Les anticorps qui se fixent efficacement à leur cible ont un intérêt majeur en recherche biomédicale et en médecine. On parle d’affinité (liaison plus ou moins forte) et de spécificité du site de la cible. Cette perspective est intéressante non seulement pour des pathologies comme le cancer mais également contre la COVID-19.
En réalité, cette efficacité peut être améliorée lorsque ces anticorps sont sous forme multivalente, c’est-à-dire regroupés entre eux, afin d’avoir une entité dotée de plus de deux sites de liaison à sa cible : on parle d’avidité. Par exemple, les anticorps IgA (protection des muqueuses) adoptent généralement une forme dimérique et les IgM (anticorps peu spécifiques) une forme pentamérique, grâce à la pièce J qui les jointe naturellement entre eux. Au niveau d’une cellule, fixer plusieurs récepteurs en même temps peut augmenter la signalisation et ses effets, car parfois ces récepteurs doivent s’oligomériser (s’associer à plusieurs) pour déclencher une réponse. En laboratoire, plusieurs méthodes sont utilisées pour lier les anticorps entre eux, par ingénierie génétique ou en les fusionnant à des polymères. Ces méthodes sont souvent laborieuses et le contrôle de la géométrie et de la composition de l’entité sont limités.
Comment améliorer ces procédés en vue de soigner différentes pathologies telles que la COVID-19 ? Des chercheurs de l’Université de Washington ont élaboré des protéines capables d’assembler les anticorps en des structures symétriques, ordonnées et bien définies. Modélisées par ordinateur, ces protéines forment des blocs qui lient les anticorps entre eux avec une symétrie cyclique, formant ainsi des « nanocages » ou « antibody cages » (AbC). Trois types de protéines sont alors nécessaires : une se fixe aux parties Fc des anticorps (sur une base de protéine A), un connecteur hélicoïdal assemble les différentes parties, et des modules cycliques forment des oligomères qui organisent la symétrie. Le design informatique tient compte de toutes les contraintes géométriques des protéines pour aboutir à 4 types d’assemblage : dièdre (D2), tétraèdre (T32), octaèdre (O32 et O42) et icosaèdre (I32 ou I52), nomenclatures dépendantes de la géométrie choisie.
Ces chercheurs ont sélectionné 48 protéines, dont chaque composant a d’abord été produit en système bactérien, puis purifié par chromatographie. Finalement, 8 de ces AbC ont été retenus : ils sont capables de s’auto-assembler en solution (3 D2, 2 T32, 1 O42, 2 I52). Pour vérifier cela, leurs structures ont été ensuite caractérisées par microscopie électronique, puis analysées par reconstructions informatiques. La stabilité des AbC a été évaluée par Dynamic Light Scattering (DLS) et par des approches biochimiques classiques, sur 4 semaines, à température ambiante.

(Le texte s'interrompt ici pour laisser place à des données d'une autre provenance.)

PR #1128, opened 2019-03-21
fix #1055 adding includeFailedBatches for apoc.periodic.iterate

### LINKED ISSUE #1055: Apoc.periodic.iterate - get list of failed batches
## Background
In my case around 1% of the batches of apoc.periodic.iterate with {parallel:true, concurrency:16} fail most likely because 2 threads are trying to create relationship to/from the same node at the same time. Retries do not seem to help. When running with parallel:false I get 0 failed batches, but it takes too long.

apoc.periodic.iterate to rerurn a collection of order numbers of failed batches.

Ideally on top of that an additional supporting procedure with inputs (cypher:STRING, batchSize:INT, returnBatchesAt:LIST) and returns the results of the "cypher" query at the given batches. The user then could rerun the failed batches with periodic.iterate with different settings to fix the failed batches (e.g. with parallel:false), But also would be ok to leave users the possibility to write own custom functions to post-process)

## Considered alternatives
Fix retries to correctly deal with the failed batches where the required nodes were released, add possibility to switch to parallel:false after certain retry.

Failed batches could be rerun or at least nodes/relationships in the failed batches could be flaged to a user.

sarmbruster:
adding a new optional parameter to apoc.periodic.iterate.

If `includeFailedBatches:true` is set, the data of all failed batches is included in the result being passed back to the caller. 

Since it defaults to false I don't expect any compatibility issues.

### DIFF
--- a/src/main/java/apoc/periodic/Periodic.java
+++ b/src/main/java/apoc/periodic/Periodic.java
@@ -349,7 +349,7 @@ public class Periodic {
                     } catch (Exception e) {
                         failedOps.addAndGet(batchsize);
                         if (failedParams >= 0) {
-                            failedParamsMap.put(Long.toString(finalBatches), batch.subList(0, Math.min(failedParams+1, batch.size())));
+                            failedParamsMap.put(Long.toString(finalBatches), new ArrayList<Map<String,Object>>>(batch.subList(0, Math.min(failedParams+1, batch.size()))));
                         }
                         recordError(operationErrors, e);
                     }
@@ -369,7 +369,7 @@ public class Periodic {
                             } catch (Exception e) {
                                 failedOps.incrementAndGet();
                                 if (failedParams >= 0) {
-                                    failedParamsMap.put(Long.toString(finalBatches), batch.subList(0, Math.min(failedParams+1, batch.size())));
+                                    failedParamsMap.put(Long.toString(finalBatches), new ArrayList<Map<String,Object>>>(batch.subList(0, Math.min(failedParams+1, batch.size()))));
                                 }
                                 recordError(operationErrors, e);
                             }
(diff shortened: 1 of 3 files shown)


jexp:
Should we also record which batch failed? So instead of having all failed ones in a huge list we could have a CHM with batch-id -> list of params?

jexp:
Perhaps we can turn includeFailedBatches into a number which when > 0 limits the number of entries per batch. So that folks get an idea of what failed without returning millions of records? And when = 0 it only returns the failed batch ids and when -1 then all.

sarmbruster:
like that idea. I'll update the PR.

src/main/java/apoc/periodic/Periodic.java
```diff
@@ -346,11 +348,15 @@ public Pattern regNoCaseMultiLine(String pattern) {
                         retried.addAndGet(retry(consumer,params,0,retries));
                     } catch (Exception e) {
                         failedOps.addAndGet(batchsize);
+                        if (failedParams >= 0) {
+                            failedParamsMap.put(Long.toString(finalBatches), batch.subList(0, Math.min(failedParams+1, batch.size())));
```
jexp: Remember subList keeps a pointer to the original list. So it might be better to use new ArrayList(sublist)

src/main/java/apoc/periodic/Periodic.java
```diff
@@ -362,6 +368,9 @@ public Pattern regNoCaseMultiLine(String pattern) {
                                 retried.addAndGet(retry(consumer,params,0,retries));
                             } catch (Exception e) {
                                 failedOps.incrementAndGet();
+                                if (failedParams >= 0) {
+                                    failedParamsMap.put(Long.toString(finalBatches), batch.subList(0, Math.min(failedParams+1, batch.size())));
```
jexp: same here.

jexp:
Thanks a lot Stefan, really good functionality.

PR #1138, opened 2019-03-28
Move deprecation warning to correct headline

### LINKED ISSUE #1137: Deprecation warning in documentation has wrong scope
According to the documentation, the whole "Text and Lookup Indices" are deprecated: https://neo4j-contrib.github.io/neo4j-apoc-procedures/#indexes

But the deprecation text references fulltext indices only.

This is misleading and should be clarified by moving the deprecation warning to the appropriate headline.

LarsKumbier:
Fixes #1137 

Moves deprecation warning to correct headline to clarify, which namespace specifically will be deprecated and removed in the future.

properly scope and move the deprecation warning.

### DIFF
--- a/docs/asciidoc/_indexes.adoc
+++ b/docs/asciidoc/_indexes.adoc
@@ -1,9 +1,5 @@
 [[indexes]]
-== Deprecated: Text and Lookup Indexes
-
-[WARNING]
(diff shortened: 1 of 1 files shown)


jexp:
Thanks so much!!

PR #1143, opened 2019-03-28
fixes #1140: Prevent unsafe redirect

### LINKED ISSUE #1140: Prevent unsafe redirect
95% of HTTPS servers vulnerable to trivial MITM attacks | Netcraft
Only 1 in 20 HTTPS servers correctly implements HTTP Strict Transport Security, a widely-supported security feature that prevents visitors making unencrypted

In case of redirect with protocol change we must return an exception with the url provided by the `Location` header

It follows any redirection so we are sensitive to this kind of attacks:
https://news.netcraft.com/archives/2016/03/17/95-of-https-servers-vulnerable-to-trivial-mitm-attacks.html

`CALL apoc.load.csv("<URL_THAT_REDIRECTS_TO_FS>")`

### Versions

Any

conker84:
Fixes #1140 

In case of the HTTP response code is 3XX and the `Location` header provides a different protocol we throw an Exception with the value of the `Location` in the message

  - changed the `Util#isRedirect` method in order to implement that logic
  - provided a simple test for `CALL apoc.load.csv({url})` in order to highlight the new behaviour
  - added the `UtilIT` class that tests the method `Util#openInputStream` for two call, one that has as redirect location `http://www.google.com` and the other one has `file:/etc/passwd`

### DIFF
--- a/src/main/java/apoc/util/Util.java
+++ b/src/main/java/apoc/util/Util.java
@@ -264,8 +264,18 @@ public class Util {
         return con;
     }
 
-    public static boolean isRedirect(int code) {
-        return code >= 300 && code < 400;
+    public static boolean isRedirect(HttpURLConnection con) throws IOException {
+        int code = con.getResponseCode();
+        boolean isRedirectCode = code >= 300 && code < 400;
+        if (isRedirectCode) {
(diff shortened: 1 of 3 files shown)


jexp:
Thank you Andrea!

PR #1144, opened 2019-03-29
Aquire write lock for both Nodes and Relationships.

michael-simons:


jexp:
Thanks so much for spotting this.

PR #1155, opened 2019-04-08
fixes #1141: add config option to "garble" log messages

### LINKED ISSUE #1141: add config option to "garble" log messages
apoc.user.log=none/safe/<nothing>

add an option to disable apoc logging altogether `none`

for `safe` do:

if set then replace all `.` and whitespace (space and tab) with underscore
and lowercase all characters

so that log messages from apoc cannot trigger operations errors

global variable for log messages per second (over a window of 1 minute)
ignore logging if it exceeds 1 every 10 seconds

conker84:
Fixes #1141

add config option to "garble" log messages

* Added three properties:
  * `apoc.user.log.type` | enum[none, safe, raw] (default value `safe`) | type of logging:
    * `node`: disable the procedures
    * `safe`: replace all `.` and whitespace (space and tab) with underscore and lowercase all characters
    * `raw`: left the messages as-is
  * `apoc.user.log.window.ops` | int (default value `10`) | num of logs permitted in a time-window, exceeded this quota every log message will be skip
  * `apoc.user.log.window.time` | long (default value `10000`) | the length (in milliseconds) of the time-window (default 10 seconds)
* Added documentation
* Added tests

### DIFF
--- a/src/main/java/apoc/util/SimpleRateLimiter.java
+++ b/src/main/java/apoc/util/SimpleRateLimiter.java
@@ -1,0 +1,27 @@
+package apoc.util;
+
+import java.util.concurrent.atomic.AtomicInteger;
+import java.util.concurrent.atomic.AtomicLong;
+
+public class SimpleRateLimiter {
+
+    private final AtomicInteger countDownLatch = new AtomicInteger(0);
+    private final AtomicLong lastUpdate = new AtomicLong(0);
+
+    private final long timeWindow;
+    private final int operationPerWindow;
+
+    public SimpleRateLimiter(long timeWindow, int operationPerWindow) {
+        this.timeWindow = timeWindow;
+        this.operationPerWindow = operationPerWindow;
+    }
+
+    public boolean canExecute() {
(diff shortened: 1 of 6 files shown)


src/main/java/apoc/util/SimpleRateLimiter.java
```diff
@@ -0,0 +1,27 @@
...
+
+    private final long timeWindow;
+    private final int operationPerWindow;
+
+    public SimpleRateLimiter(long timeWindow, int operationPerWindow) {
+        this.timeWindow = timeWindow;
+        this.operationPerWindow = operationPerWindow;
+    }
+
+    public boolean canExecute() {
```
jexp: If I'm not mistaken these are fixed time windows, so that means at the boundary of two windows it can write the full amount on either side?

I was thinking about something like this:
rate = 1/s

on each update we increment a counter
and we also decrement the counter by (now-lastUpdate)*rate
and allow if the counter > 0

which is more of a sliding window.

jexp:
Merging for now, we will add a different rate-limiter later

Issue #1153, opened 2019-04-04
support Excel (xlsx) as format for `apoc.export....`


sarmbruster:
use different sheets for each label and relationship type.

PR #1162, opened 2019-04-11
#1153 export to excel

sarmbruster:
This PR addes couple of procedure for exporting to an Excel file using the POI library.

Note: docs are still missing. Working on this.

### DIFF
--- a/src/main/java/apoc/export/xls/ExportXls.java
+++ b/src/main/java/apoc/export/xls/ExportXls.java
@@ -76,14 +76,15 @@ public class ExportXls {
 
     private Stream<ProgressInfo> exportXls(@Name("file") String fileName, String source, Object data, Map<String,Object> configMap) throws Exception {
         checkWriteAllowed();
-        try (Transaction tx = db.beginTx()) {
+        try (Transaction tx = db.beginTx();
+             OutputStream out = getOutputStream(fileName, null);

Avant d’envisager l’application de cette découverte à une maladie comme la COVID-19, ces chercheurs ont procédé à sa caractérisation biologique dans un environnement de cellules tumorales. Ils ont ainsi construit des AbC avec des anticorps dirigés contre certains récepteurs choisis et ont évalué les effets de chaque géométrie sur l’efficacité de signalisation. Un premier test a été réalisé en formant 5 AbC de géométries différentes avec des anticorps anti-DR5 (Death Receptor 5). Ce récepteur est en effet surexprimé dans de nombreuses tumeurs, et déclenche la mort cellulaire par apoptose (voie caspase 3/7), faisant de lui une cible thérapeutique prometteuse. Sur des cellules de tumeur colorectale ou de carcinomes rénaux résistants, les AbC provoquent leur mort même à basses concentrations via une signalisation plus efficace, contrairement à l’anticorps seul ou à des AbC composés d’un anticorps non spécifique. Les chercheurs ont validé ce constat d’efficacité sur d’autres récepteurs de cellules immunitaires : le récepteur à l’angiopoiètine-1 (réparation tissulaire et inflammation), CD40 (activation des lymphocytes B), CD3/28 (prolifération des lymphocytes T). Selon le système, certaines géométries se montrent plus efficaces que d’autres.